The scholarship program and other education-based initiatives are blossoming under Camarena's leadership, said Charles Rivera, who started the foundation to impact the education and leadership opportunities of Kansas' Hispanic population. Camarena, a Wichita State University alumna and Harvard University graduate, joined the foundation's board a year before taking over its presidency in January 2011. She also serves on the Board of Trustees for Butler Community College Foundation and is a member of the Wichita Community Foundation grants committee, she said.
"She's a finisher," Rivera said of Camarena, who owns La Raza Pizza Inc. with her husband, Gene Camarena, a Pizza Hut and Marriott franchisee. "... She's good at bringing people together. And she has very little tolerance for nonperformers."
Camarena said she hopes the foundation's work will encourage Hispanics to seek post-secondary schooling and reduce the high school dropout rates in the ethnic group.

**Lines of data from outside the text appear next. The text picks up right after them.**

PR #2928, opened 2018-01-26
Configurable Recurring Donation Batch Size

### LINKED ISSUE #2610: Allow configurable batch size for RD_RecurringDonations_BATCH
We receive errors ("Too many query rows: 50001") when the daily Recurring Donations batch (RD_RecurringDonations_BATCH) process runs to create/refresh opportunities in Recurring Donations. The batch size for RD_RecurringDonations_BATCH is set to 50 and cannot be changed. We've reduced the Opportunity forecast months and it partially alleviates the problem, but a configurable batch size would be great.  

Can we allow the RD_RecurringDonations_BATCH batch size to be configurable, similar to how the Donation Rollup processes are in the NPSP Settings tab? (like RLLP_OppContactRollup_BATCH, RLLP_OppAccRollup_BATCH etc).

jesslopez-sf:
Added Custom Setting field to allow Recurring Donation Batch Size to be configurable. The nightly scheduled job and bulk data process both use this custom setting for the batch size. If no custom setting field value is present, it defaults to 50. The default for the custom setting field is also 50.

# Critical Changes

# Changes

- The batch size for the Recurring Donations nightly scheduled job and bulk data process was previously hard coded to 50. You can now configure this value using the new **Recurring Donation Batch Size** field located in **Setup | Custom Settings | Recurring Donations Settings**. If this field is left blank, it will default to 50.

# Issues Closed
Fixes #2610

# New Metadata
npe03__Recurring_Donations_Settings__c. Recurring_Donation_Batch_Size__c
# Deleted Metadata

### DIFF
--- a/src/classes/STG_PanelRDBatch_CTRL.cls
+++ b/src/classes/STG_PanelRDBatch_CTRL.cls
@@ -51,6 +51,10 @@ public with sharing class STG_PanelRDBatch_CTRL extends STG_Panel {
     * @description Whether the batch process is currently running  
     */
     public boolean isRunningBatch { get; set; }
+
+    /* @description Batch size of Recurring Donations Apex job  
+    */
+    public Integer batchSize = (UTIL_CustomSettingsFacade.getRecurringDonationsSettings().Recurring_Donation_Batch_Size__c <> null) ? UTIL_CustomSettingsFacade.getRecurringDonationsSettings().Recurring_Donation_Batch_Size__c.intValue() : 50;
     
     /*********************************************************************************************************
     * @description Action Method to execute the RD Batch process
@@ -62,7 +66,7 @@ public with sharing class STG_PanelRDBatch_CTRL extends STG_Panel {
 	    	isRunningBatch = true;
 	        
 	        //call the batch job, processing 50 at a time 
-	        Id batchInstanceId = Database.executeBatch(new RD_RecurringDonations_BATCH(), 50); 
+	        Id batchInstanceId = Database.executeBatch(new RD_RecurringDonations_BATCH(), batchSize); 
         }
         catch(Exception e) {
             Database.rollback(sp);
--- a/src/classes/STG_PanelRDBatch_CTRL.cls
+++ b/src/classes/STG_PanelRDBatch_CTRL.cls
@@ -51,10 +51,6 @@ public with sharing class STG_PanelRDBatch_CTRL extends STG_Panel {
     * @description Whether the batch process is currently running  
     */
     public boolean isRunningBatch { get; set; }
-
-    /* @description Batch size of Recurring Donations Apex job  
-    */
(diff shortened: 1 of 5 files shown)


src/classes/STG_PanelRDBatch_CTRL.cls
```diff
@@ -51,6 +51,10 @@ public with sharing class STG_PanelRDBatch_CTRL extends STG_Panel {
     * @description Whether the batch process is currently running  
     */
     public boolean isRunningBatch { get; set; }
+
+    /* @description Batch size of Recurring Donations Apex job  
+    */
+    public Integer batchSize = (UTIL_CustomSettingsFacade.getRecurringDonationsSettings().Recurring_Donation_Batch_Size__c <> null) ? UTIL_CustomSettingsFacade.getRecurringDonationsSettings().Recurring_Donation_Batch_Size__c.intValue() : 50;
```
force2b: Rather than recreate the var here (repeating the code), it's probably better to do the following in the `runBatch()` method below:

```
RD_RecurringDonations_BATCH rdb = new RD_RecurringDonations_BATCH();
Id batchInstanceId = Database.executeBatch(rdb, rdb.batchSize);
```

jesslopez-sf: Totally. Good call. I'll make that change now.

davidhabib:
@jesslopez-sf congrats on your first pull request (I think?) to NPSP!

jesslopez-sf:
Thanks, @davidhabib ! It was my first pull request. :)

src/objects/npe03__Recurring_Donations_Settings__c.object
```diff
@@ -0,0 +1,17 @@
+<?xml version="1.0" encoding="UTF-8"?>
+<CustomObject xmlns="http://soap.sforce.com/2006/04/metadata">
+    <fields>
+        <fullName>Recurring_Donation_Batch_Size__c</fullName>
+        <defaultValue>50</defaultValue>
+        <description>The number of records processed at a time when running the Recurring Donations job. The default size is 50. Reduce to a smaller number if the Recurring Donation job is failing due to system limits.</description>
```
force2b: @smarovich Would you mind taking a look at the description/inline help text for this new custom settings field? It's not visible in the NPSP Setting UI yet, but it will be soon.

smarovich: @force2b  @jesslopez-sf   Looks great. I'd make some very minor changes:  The number of records to process at a time when running the Recurring Donations batch job. The default size is 50. Reduce to a smaller number if the Recurring Donations batch job is failing due to system limits.

smarovich:
@jesslopez-sf In the release notes, I want to add a little more detail on where to find this new field. Is this the right place: In Setup, search for Custom Settings, then click Manage next to Recurring Donations Settings.

src/objects/npe03__Recurring_Donations_Settings__c.object
jesslopez-sf: Thanks, @smarovich ! I updated the label with your suggestions.

smarovich:
@jesslopez-sf @force2b I modified the release notes a bit to provide more info. Let me know if I need to make any changes. Thanks!

jesslopez-sf:
Looks good. Thank you, @smarovich!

Nationwide, 15.1 percent of Hispanics ages 16 to 24 discontinued their high school education in 2010, according to the U.S. Department of Education's National Center for Education Statistics.
In Sedgwick County, 6.2 percent of Hispanics in 7th through 12th grades dropped out, 2010 figures from the Kansas State Department of Education show.
"The foundation is addressing the need in the community to ... prepare Hispanic students for college," she said.
"We have to have a population that is educated so that we have an educated workforce."